Test in a lab or maintenance window first. Capture pre-change state so you can roll back.
Related guides
Related fixes
Related guides worth a look while you sort this one out:
- Best Nvidia (Mellanox) switch for branch office
- Best Nvidia (Mellanox) switch for enterprise data centre
- Best Nvidia (Mellanox) switch for retail store
- Best Nvidia (Mellanox) switch for SD-WAN deployment
- Best Nvidia (Mellanox) switch for small office
- Best Nvidia (Mellanox) switch for SMB under USD 5000
References
- Nvidia (Mellanox) support portal: https://enterprise-support.nvidia.com/
- Nvidia (Mellanox) knowledge base: https://docs.nvidia.com/networking/
- Nvidia (Mellanox) security advisories: https://www.nvidia.com/en-us/security/
- Open a case: https://enterprise-support.nvidia.com/s/createcase
Reference material, not professional advice. Validate against your specific Cumulus Linux / NVOS / SONiC version and test in a non-production environment before applying.
What changed recently?
Fault diagnosis on a Nvidia device goes faster when you map the symptom to a recent change:
- Did firmware update in the last 7 days?
- Did the network (router, ISP, VPN) change?
- Was the device moved physically?
- Did paired devices (phone, hub, app) update?
- Were any accessories swapped in or out?
The answer narrows the root cause to a manageable subset.
Safety + preconditions
Before any work on a Nvidia device:
- Unplug from mains for any internal-access procedure.
- Discharge stored energy (capacitors in PSUs, residual battery charge) per manufacturer guidance.
- Use ESD-safe handling for boards and modules, no carpet, no wool sleeves.

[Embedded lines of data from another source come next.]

PR #3028, opened 2018-12-11
ZIOS-10985: Typing indicator won't dismiss after unsuccessful edit

nicorsm:
## What's new in this PR?

Typing indicator wasn't dismissed after closing the editing input bar in a conversation; this is because `conversation.setIsTyping(false)` was not called after the end of the editing.

### DIFF
--- a/Wire-iOS/Sources/UserInterface/Conversation/InputBar/ConversationInputBarViewController+Editing.swift
+++ b/Wire-iOS/Sources/UserInterface/Conversation/InputBar/ConversationInputBarViewController+Editing.swift
@@ -50,6 +50,7 @@ extension ConversationInputBarViewController {
             self.conversation.draftMessage = nil
         }
         updateWritingState(animated: true)
+        conversation.setIsTyping(false)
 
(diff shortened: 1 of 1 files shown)


mikeger:
@nicorsm should we merge it to the release branch?

nicorsm:
@mikeger yeah sure!

Wire-iOS/Sources/UserInterface/Conversation/InputBar/ConversationInputBarViewController+Editing.swift
```diff
@@ -50,6 +50,7 @@ extension ConversationInputBarViewController {
             self.conversation.draftMessage = nil
         }
         updateWritingState(animated: true)
+        conversation.setIsTyping(false)
```
typfel: Might need to be inside the `enqueueChanges `

typfel: Ah or maybe not since this is all one memory

PR #3030, opened 2018-12-11
Missing unread dot in the account switcher

typfel:
### Issues

If you were using Wire with multiple accounts the account switcher wouldn't indicate which accounts have unread messages.

### Causes

The `AccountView` used in the account switcher weren't initialised with a user since it can't observe the self user of a background account. The unread dot was only updated if a user was associated with the `AccountView`.

### Solutions

Re-write the update method to not require a user to be present.


mikeger:
@typfel standard comment should it go to the release branch

mikeger:
@typfel tests failed somehow?

typfel:
@mikeger code coverage upload failed. I'll restart.

typfel:
I'll merge to develop first and then cherry-pick

PR #2607, opened 2025-05-01
automatically set pad_to_sequence_len when use packing

winglian:
Let's be opinionated and set `pad_to_sequence_len` to True if not explicitly set when sample packing is enabled. This reduces the number of options the end user needs to set, but can be disabled still if they don't want it.

### DIFF
--- a/src/axolotl/utils/schemas/config.py
+++ b/src/axolotl/utils/schemas/config.py
@@ -512,10 +512,17 @@ class AxolotlInputConfig(
     @model_validator(mode="before")
     @classmethod
     def hint_sample_packing_padding(cls, data):
-        if data.get("sample_packing") and not data.get("pad_to_sequence_len"):
-            LOG.warning(
-                "`pad_to_sequence_len: true` is recommended when using sample_packing"
-            )
+        if data.get("sample_packing"):
+            pad_to_sequence_len = data.get("pad_to_sequence_len")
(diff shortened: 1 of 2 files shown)


djsaunde:
stupid question: what does this actually do? why is it good to do? might be good to update docs with this.

winglian:
So what happens when you don't pad is you get tensors of different lengths from batch to batch, and during training there seems to be a memory leak in pytorch due to having to allocate different sizes on each step

djsaunde:
> So what happens when you don't pad is you get tensors of different lengths from batch to batch, and during training there seems to be a memory leak in pytorch due to having to allocate different sizes on each step

Hm, I would think enabling sample packing would pack to the passed `sequence_len`, I need to review the logic.

salmanmohammadi:
> > So what happens when you don't pad is you get tensors of different lengths from batch to batch, and during training there seems to be a memory leak in pytorch due to having to allocate different sizes on each step
> 
> Hm, I would think enabling sample packing would pack to the passed `sequence_len`, I need to review the logic.

Yeah I'm thinking along the same lines. I have two questions here:
- Do we split samples across packs if a sample exceeds the maximum sequence length?
- What is the interaction between `pad_to_seq_len` and sample packing?

NanoCode012 (approved):

PR #2611, opened 2025-05-01
Logging config for colab

winglian:
configure_logging doesn't play nicely with Google Colab, and seems to mostly choke when called more than once. Moving this to `axolotl.cli` seems like the most sane code patch to call it once. 

This pr also allows for passing a DictDefault to load_config so we can easily set the params in colab, and then reuse the load_cfg to revalidate it

### DIFF
--- a/src/axolotl/cli/__init__.py
+++ b/src/axolotl/cli/__init__.py
@@ -2,4 +2,7 @@
 
 import os
 
+from axolotl.logging_config import configure_logging
+
 os.environ["HF_HUB_ENABLE_HF_TRANSFER"] = "1"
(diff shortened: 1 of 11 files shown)


djsaunde (approved):
Cool, a nice follow-up would to add logging config options and parse them in the CLI itself (e.g., log level, which is currently hardcoded to debug).

salmanmohammadi (approved):

salmanmohammadi:
> Cool, a nice follow-up would to add logging config options and parse them in the CLI itself (e.g., log level, which is currently hardcoded to debug).

++1

PR #2612, opened 2025-05-01
qwen3 and qwen3_moe support for liger kernels

winglian:


NanoCode012:
Qwen3MLP does not use `intermediate_size`, so I defaulted it back to normal LigerMLP.

I also fixed Qwen3MoE returning causal output instead of moe causal output.

winglian:
thanks @NanoCode012 , wandb parity tests here https://wandb.ai/axolotl-ai/qwen3-testing-liger/overview
Screenshot 2025-05-02 at 9 24 39 AM

PR #2614, opened 2025-05-02
Adds example for training a TTS model on top of a LLM.

mhenrichsen:
# Description

Adds an example of training a LLM to output audio.

## Motivation and Context
Just a pretty cool concept that is now trainable with axolotl.

## How has this been tested?
Trained a model. Check wandb: 
https://wandb.ai/mhenrichsen/orph/runs/qh5ijvoq?nw=nwusermhenrichsen


examples/orpheus/finetune.yml
```diff
@@ -0,0 +1,52 @@
...
+    type: 
+dataset_prepared_path: last_run_prepared
+val_set_size: 0.01
+output_dir: ./outputs/out
+
+sequence_len: 8192
+sample_packing: true
+pad_to_sequence_len: true
+
+wandb_project: orph
```
NanoCode012:
```suggestion
wandb_project:
```

examples/orpheus/finetune.yml
```diff
@@ -0,0 +1,52 @@
...
+plugins:
+  - axolotl.integrations.liger.LigerPlugin
+liger_rope: true
+liger_rms_norm: true
+liger_glu_activation: true
+liger_fused_linear_cross_entropy: true
+
+datasets:
+  - path: <your-hf-dataset-id>
+    type:
```
NanoCode012: Should we leave a comment here, so user's don't accidentally think they need to put sth for `type: `?

```suggestion
    type:  # leave empty to load pre-tokenized
```

examples/orpheus/finetune.yml
```diff
@@ -0,0 +1,52 @@
...
+logging_steps: 1
+flash_attention: true
+
+warmup_steps: 20
+evals_per_epoch: 5
+saves_per_epoch: 5
+weight_decay: 0.05
+
+special_tokens:
+  pad_token: <custom_token_7>
```
NanoCode012: Do we need to set pad_token? If yes, is this the one that's a good default?

examples/orpheus/README.md
```diff
@@ -0,0 +1,340 @@
+# Finetuning LLMs to output audio
+
+In this example, we finetune Orpcanopylabs/orpheus-tts-0.1-pretrained (a LLaMA 3.2 3b model) to output audio.
```
NanoCode012, line 3: Do you have the hardware requirements to run this config?

NanoCode012 (commented):
I wasn't aware this was even possible! Thanks for making this PR.

examples/orpheus/finetune.yml
mhenrichsen: Yes. The original orpheus model is trained with the same pad token, so we have to match.

examples/orpheus/README.md
mhenrichsen: Updated.

NanoCode012: Thanks!

examples/orpheus/finetune.yml
```diff
@@ -0,0 +1,52 @@
+base_model: canopylabs/orpheus-tts-0.1-pretrained
```
NanoCode012: I may be doing sth wrong, but I could not find this model?

mhenrichsen: https://huggingface.co/canopylabs/orpheus-3b-0.1-pretrained

Seems like they have changed the name since I trained.

Will fix.

NanoCode012 (approved):

examples/orpheus/finetune.yml
NanoCode012: Thanks!

PR #2615, opened 2025-05-02
fix(trl): remove access to invalid property

NanoCode012:
# Description

Seen this a while back. TRL updated their `tokenize_row` to return `input_ids` only, no more labels/attention_mask. https://github.com/huggingface/trl/blob/fc2b041b58f6fbe766dceaec819bc5a8f9d209da/trl/trainer/dpo_trainer.py#L631-L635

Reported at: https://discord.com/channels/1104757954588196865/1117071926926512248/1367778621145612370

## How has this been tested?

Untested!


winglian:
Duplicate of 2616

PR #2617, opened 2025-05-02
allow plugins to return their own dataset

winglian:
# Description

### DIFF
--- a/src/axolotl/cli/preprocess.py
+++ b/src/axolotl/cli/preprocess.py
@@ -18,6 +18,7 @@ from axolotl.cli.checks import check_accelerate_default_config, check_user_token
 from axolotl.cli.config import load_cfg
 from axolotl.common.const import DEFAULT_DATASET_PREPARED_PATH
 from axolotl.common.datasets import load_datasets, load_preference_datasets
+from axolotl.integrations.base import PluginManager
 from axolotl.utils.dict import DictDefault
 from axolotl.utils.trainer import disable_datasets_caching
 
@@ -47,7 +48,10 @@ def do_preprocess(cfg: DictDefault, cli_args: PreprocessCliArgs) -> None:
         cfg.dataset_prepared_path = DEFAULT_DATASET_PREPARED_PATH
 
     with disable_datasets_caching():
-        if cfg.rl:
+        plugin_manager = PluginManager.get_instance()
+        if plugin_manager.load_datasets(cfg, preprocess=True):
+            pass
+        elif cfg.rl:
             load_preference_datasets(cfg=cfg, cli_args=cli_args)
         else:
             load_datasets(cfg=cfg, cli_args=cli_args)
--- a/src/axolotl/cli/train.py
+++ b/src/axolotl/cli/train.py
@@ -44,12 +44,12 @@ def do_train(cfg: DictDefault, cli_args: TrainerCliArgs):
         check_user_token()
 
     plugin_manager = PluginManager.get_instance()
-    if dataset_meta := plugin_manager.load_datasets(cfg, preprocess=False):
-        pass
-    elif cfg.rl:
-        dataset_meta = load_preference_datasets(cfg=cfg, cli_args=cli_args)
-    else:
-        dataset_meta = load_datasets(cfg=cfg, cli_args=cli_args)
+    dataset_meta = plugin_manager.load_datasets(cfg, preprocess=False)
+    if not dataset_meta:
+        if cfg.rl:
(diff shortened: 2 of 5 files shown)


src/axolotl/cli/preprocess.py
```diff
@@ -47,7 +48,10 @@ def do_preprocess(cfg: DictDefault, cli_args: PreprocessCliArgs) -> None:
         cfg.dataset_prepared_path = DEFAULT_DATASET_PREPARED_PATH
 
     with disable_datasets_caching():
-        if cfg.rl:
+        plugin_manager = PluginManager.get_instance()
+        if plugin_manager.load_datasets(cfg, preprocess=True):
```
djsaunde, line 52: This seems to assume that the plugin's `load_datasets` function saves the preprocessed dataset. Should we warn something to this effect?

src/axolotl/cli/train.py
```diff
@@ -43,7 +43,10 @@ def do_train(cfg: DictDefault, cli_args: TrainerCliArgs):
...
         check_user_token()
 
-    if cfg.rl:
+    plugin_manager = PluginManager.get_instance()
+    if dataset_meta := plugin_manager.load_datasets(cfg, preprocess=False):
+        pass
+    elif cfg.rl:
         dataset_meta = load_preference_datasets(cfg=cfg, cli_args=cli_args)
     else:
         dataset_meta = load_datasets(cfg=cfg, cli_args=cli_args)
```
djsaunde: Maybe slightly cleaner?

```suggestion
    plugin_manager = PluginManager.get_instance()
    dataset_meta = plugin_manager.load_datasets(cfg, preprocess=False)
    if not dataset_meta:
      if cfg.rl:
          dataset_meta = load_preference_datasets(cfg=cfg, cli_args=cli_args)
      else:
          dataset_meta = load_datasets(cfg=cfg, cli_args=cli_args)
```

src/axolotl/integrations/base.py
```diff
@@ -68,6 +70,18 @@ def get_input_args(self):
         Returns a pydantic model for the plugin's input arguments.
         """
 
+    def load_datasets(self, cfg, preprocess: bool = False):
```
djsaunde: nit

```suggestion
    def load_datasets(self, cfg, preprocess: bool = False) -> TrainDatasetMeta | None:
```

src/axolotl/integrations/base.py
```diff
@@ -68,6 +70,18 @@ def get_input_args(self):
...
+        """
+        Loads and preprocesses the dataset for training.
+
+        Parameters:
+        cfg (dict): The configuration for the plugin.
+        preprocess (bool): Whether this is the preprocess step of the datasets.
+
+        Returns:
+        dataset_meta (TrainDatasetMeta | None): The metadata for the training dataset.
+        """
```
djsaunde: nit

```suggestion
        """
        Loads and preprocesses the dataset for training.

        Args:
            cfg: The configuration for the plugin.
            preprocess: Whether this is the preprocess step of the datasets.

        Returns:
            dataset_meta: The metadata for the training dataset.
        """
```

djsaunde: similarly for other methods in this file.

src/axolotl/integrations/base.py
```diff
@@ -338,6 +364,23 @@ def get_input_args(self):
...
+        cfg (dict): The configuration for the plugins.
+        preprocess (bool): Whether this is preprocess step of the datasets.
+
+        Returns:
+        dataset_meta (TrainDatasetMeta | None): The dataset metadata loaded from all registered plugins.
+        """
+        for plugin in self.plugins.values():
+            dataset_meta = plugin.load_datasets(cfg, preprocess)
+            if dataset_meta is not None:
+                return dataset_meta
```
djsaunde: What if multiple plugins load datasets? Probably should assert here about uniqueness.

djsaunde (approved):
Just some nits / minor comments; otherwise good to go.

src/axolotl/cli/preprocess.py
winglian: Probably should just document that the plugin is responsible for the entire lifecycle? For the downstream case in mind of an iterable dataset from an API, there would be no saved cached dataset

src/axolotl/integrations/base.py
winglian: So can't actually import `TrainDatasetMeta` in this as it causes a circular import

PR #2618, opened 2025-05-02
[WIP] feat: add heartbeat endpoint

AlpinDale:
This PR adds a heartbeat monitoring endpoint to axolotl.

# Description

When the plugin is enabled, axolotl will setup a heartbeat server on a localhost port. Users can then make use of that to check for the status of their run -- whether it's running, or crashed/finished. Makes setting up alerts easier too.

## Motivation and Context

Sometimes runs crash or finish overnight, and we're left with idle GPUs.

## How has this been tested?
Still WIP.


winglian:
This is great Alpin! One other fun thing might be an endpoint that triggers a checkpoint save on the end of the next step as well as terminating the run (although may want rudimentary security for that)

PR #2619, opened 2025-05-03
xformers attention with packing

winglian:
# Description
This PR adds packing support when using xformers attention for training. xformers supports fp16 attention, allowing us to train on T4 devices. We have to patch over FA2, as there are some attention checks that handle the attention masking that aren't easily overridable as we would have to do it for every model arch.

### DIFF
--- a/src/axolotl/monkeypatch/attention/__init__.py
+++ b/src/axolotl/monkeypatch/attention/__init__.py
@@ -1,0 +1,19 @@
+"""
+attention module for attention monkeypatches
+"""
+
+from transformers.integrations.flash_attention import flash_attention_forward
+
+
+def patch_xformers_attn_over_fa2():
+    from transformers.modeling_utils import ALL_ATTENTION_FUNCTIONS
+
+    from .xformers import xformers_attention_forward
+
+    ALL_ATTENTION_FUNCTIONS["flash_attention_2"] = xformers_attention_forward
+
+
+def unpatch_xformers_attn_over_fa2():
+    from transformers.modeling_utils import ALL_ATTENTION_FUNCTIONS
+
+    ALL_ATTENTION_FUNCTIONS["flash_attention_2"] = flash_attention_forward()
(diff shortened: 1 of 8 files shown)


src/axolotl/utils/callbacks/__init__.py
```diff
@@ -868,3 +868,29 @@ def on_epoch_end(
...
+            self, args, state, control, **kwargs
+        ):  # pylint: disable=unused-argument
+            """
+            handle T4 gpu, we need to convert attention to eager for inference
+            """
+            if "Tesla T4" in self.gpu_name and self.cfg.xformers_attention:
+                trainer.model.eval()
+            trainer.model.config._attn_implementation = (  # pylint: disable=protected-access
+                "eager"
+            )
```
NanoCode012: Do you mean to indent this block?

src/axolotl/utils/config/__init__.py
```diff
@@ -70,6 +70,9 @@ def resolve_dtype(cfg):
             if cfg.fp16 is None and not cfg.float16:
                 cfg.fp16 = True
 
+    if cfg.fp16 and cfg.bf16 == "auto":
+        cfg.bf16 = False
+
```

- Avoid moisture; never apply liquids near vents or connectors.
- If you smell smoke, see scorch marks, or feel uneven heat, stop and escalate.
Quick verification
Before you walk away from a Nvidia device fix, run through:
1. Reproduce the original trigger. does the issue reappear? 2. Check the device's status / health screen for any new alerts. 3. Confirm paired devices (app, hub, controller) reconnected. 4. Save / commit any configuration changes per the device's normal workflow. 5. Note the change in your maintenance log with date + firmware version.
When to call Nvidia support instead
Escalate if:
- The same symptom returns within 24 hours of a clean fix.
- You see physical damage (burn marks, swollen battery, cracked PCB).
- The device is in warranty and a hardware replacement is the cheaper outcome.
- Repair requires specialised tools you don't own (alignment jigs, calibration software).
- Following the official path keeps the warranty intact, which matters more than the time spent.
More frequently asked questions
Is it safe to apply during business hours?
If the device is in production use, apply during a scheduled maintenance window. Most procedures need 2-15 minutes of downtime. Capture pre-change state so you can roll back if needed.
How long does this fix usually take?
Most users complete the steps in 20-45 minutes the first time, and 5-10 minutes on subsequent runs once the menu paths are familiar.
Are there safer alternatives for non-technical users?
Yes, the manufacturer's self-service troubleshooter (HP Smart, LG ThinQ, Samsung Members, similar) usually walks through the same steps in a guided UI. Use that first if you're not comfortable with menu paths.
Does this affect other devices on my network?
Generally no. The procedure is local to this device. Network-side changes (firmware updates that affect TLS, SMB, or routing) are flagged explicitly in the steps.
Will the procedure work on the international variant?
Some features and firmware paths are region-locked. Check the model spec sheet to confirm your variant supports the menu option referenced. If you're outside the US/EU, look for the regional support portal.